◆ **Problem statement**
Only one portion of the data is to be written out: from the line bearing "configured, rather than" through the line bearing "against acceptance criteria**". Write it exactly as it appears.

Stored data
PR #333, opened 2026-08-21
PDASHOSS01-82 MCP connector: include the issue web URL in issue payloads

irichard00:
## What & why

No MCP tool response (or `pidash` CLI issue payload) carried a clickable link to the issue in the web UI — only UUIDs and sequence ids. An agent that had just filed work for a human couldn't hand them a link. This adds an absolute, human-clickable `url` to every issue-returning payload.

## Approach

There is **no standalone MCP server in this repo** — the hosted claude.ai "Pi Dash" connector and the `pidash` CLI both wrap this repo's REST `/api/v1/` surface, and the CLI prints the REST payload verbatim. So adding `url` to the REST serializers propagates to **both** the MCP tools and the CLI.

- **`utils/host.py`** — `web_base_url()` + `issue_web_url(slug, project_identifier, sequence_id)`. Built from deployment config (`WEB_URL`, falling back to `APP_BASE_URL`), **never** the inbound request host (which may be a proxy / non-public hostname). Returns `None` when unconfigured.
- **`IssueSerializer` / `IssueCommentSerializer`** — add a `url` field using the canonical browse route `…/<slug>/browse/<PROJ>-<seq>` (the UI resolves this directly; the UUID route redirects to it). **Omitted** from the payload when no base URL is configured — a missing `url` is easy for a client to handle, a broken one is not. Covers `get` / `create` / `update` / `list` / `move` / `comment` tools + CLI `issue get`.
- **Advanced search endpoint** — each result row's `url` is now the absolute web URL (previously a relative API path), omitted when unconfigured.
- **Docs** — new `docs/mcp-connector.md` documents the field; CLI reference updated.

## Testing

- New unit tests: `tests/unit/utils/test_web_url.py`, `tests/unit/serializers/test_issue_url.py`.
- Extended `tests/contract/api/test_issue_search.py` with web-URL present/omitted cases.
- Full `tests/contract/api/` (133) + `tests/unit/serializers/` + `tests/contract/assistant/` (78) pass; `ruff check` clean.

## Acceptance criteria

- [x] Every issue-returning MCP tool includes an absolute `url`
- [x] Value built from configured deployment config, omitted when unset
- [x] A link from a `create_issue` response opens the issue in the web UI (canonical browse route)
- [x] `docs/mcp-connector.md` documents the field
- [x] CLI `pidash issue get` includes the `url` field

### DIFF
--- a/apps/api/pi_dash/api/serializers/issue.py
+++ b/apps/api/pi_dash/api/serializers/issue.py
@@ -36,6 +36,7 @@ from pi_dash.utils.content_validator import (
     validate_html_content,
     validate_binary_data,
 )
+from pi_dash.utils.host import issue_web_url
 
 from .base import BaseSerializer
 from .cycle import CycleLiteSerializer, CycleSerializer
@@ -85,6 +86,12 @@ class IssueSerializer(BaseSerializer):
     type_id = serializers.PrimaryKeyRelatedField(
         source="type", queryset=IssueType.objects.all(), required=False, allow_null=True
     )
+
+    # Absolute, human-clickable web URL for the issue. Built from deployment
+    # config (see ``issue_web_url``); omitted from the payload when no web base
+    # URL is configured (a missing url is easy for a client to handle, a broken
+    # one is not).
+    url = serializers.SerializerMethodField()
 
     class Meta:
         model = Issue
@@ -337,8 +344,19 @@ class IssueSerializer(BaseSerializer):
         instance.updated_at = timezone.now()
         return super().update(instance, validated_data)
 
+    def get_url(self, obj):
+        return issue_web_url(
+            obj.workspace.slug if obj.workspace_id else None,
+            obj.project.identifier if obj.project_id else None,
+            obj.sequence_id,
+        )
+
     def to_representation(self, instance):
         data = super().to_representation(instance)
+        # Omit ``url`` entirely when no web base URL is configured, rather than
+        # emitting ``null`` — keeps the contract "present and absolute, or absent".
+        if data.get("url") is None:
+            data.pop("url", None)
         if "assignees" in self.fields:
             if "assignees" in self.expand:
                 from .user import UserLiteSerializer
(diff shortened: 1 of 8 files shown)


irichard00 (commented):
## Review — approve (no blocking findings)

Reviewed the full diff against the acceptance criteria. The implementation is clean, well-scoped, and correct.

**Validated against acceptance criteria**

- **URL shape is canonical and actually resolves.** `issue_web_url()` builds `<base>/<slug>/browse/<PROJ>-<seq>`. I checked this against the frontend, not just the tests: `apps/web/app/routes/core.ts:86` defines `:workspaceSlug/browse/:workItem`, and the app's own UUID-route page (`.../issues/(detail)/[issueId]/page.tsx:32`) redirects to `/${workspaceSlug}/browse/${project_identifier}-${sequence_id}` — the *identical* string this helper emits. So a `url` taken straight from a `create_issue` response lands exactly where the app itself would send the user.
- **Base URL comes from deployment config, never the request host** — `settings.WEB_URL or settings.APP_BASE_URL`, mirroring the existing `base_host()` convention. ✅
- **Omitted (not null, not relative) when unconfigured** — handled in three places consistently: `IssueSerializer.to_representation` pops `url` when `None`, `IssueCommentSerializer.to_representation` likewise, and the advanced-search view only sets `result["url"]` when the helper returns a value. `web_base_url()` also correctly treats blank strings as unset. ✅
- **Comment payloads point at the parent issue** (no per-comment anchor route) — matches the UI, documented. ✅
- **CLI coverage** — `pidash issue get` prints the REST payload verbatim, so `url` flows through with no Rust change; documented in `docs/wiki/17-cli-reference.md`. ✅
- **Docs** — `docs/mcp-connector.md` added, documents the field, shape, config source, and omission behavior. ✅

**Test coverage** is solid: helper (present / trailing-slash / fallback / unset / blank / missing-parts), both serializers (present + omitted), and the search endpoint (absolute present + omitted). Independently confirmed `IssueSerializer.Meta` uses `exclude`, so the declared `SerializerMethodField` is included in output.

**Non-blocking nits** (no change requested):

- The advanced-search `url` field changes meaning from a relative *API* path to an absolute *web* URL. That's the right call per the acceptance criteria (uniform clickable `url`), and I found no in-repo consumer relying on the old API-path semantics — noting it only as a behavior change for any external client.
- On single-object `create`/`update` responses, `get_url` may trigger one extra query to load `workspace.slug` / `project.identifier` if the instance wasn't `select_related`. Negligible (one row, one write path); list/get/search paths already prefetch.

Scoping of `pidash_list_projects` / `pidash_get_workpad` URLs as follow-ups is reasonable — the ticket lists them as "worth considering," and keeping this PR to issue payloads is the right boundary.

◆ **Task output**
+        # Omit ``url`` entirely when no web base URL is configured, rather than
+        # emitting ``null`` — keeps the contract "present and absolute, or absent".
+        if data.get("url") is None:
+            data.pop("url", None)
         if "assignees" in self.fields:
             if "assignees" in self.expand:
                 from .user import UserLiteSerializer
(diff shortened: 1 of 8 files shown)


irichard00 (commented):
## Review — approve (no blocking findings)

Reviewed the full diff against the acceptance criteria. The implementation is clean, well-scoped, and correct.

**Validated against acceptance criteria**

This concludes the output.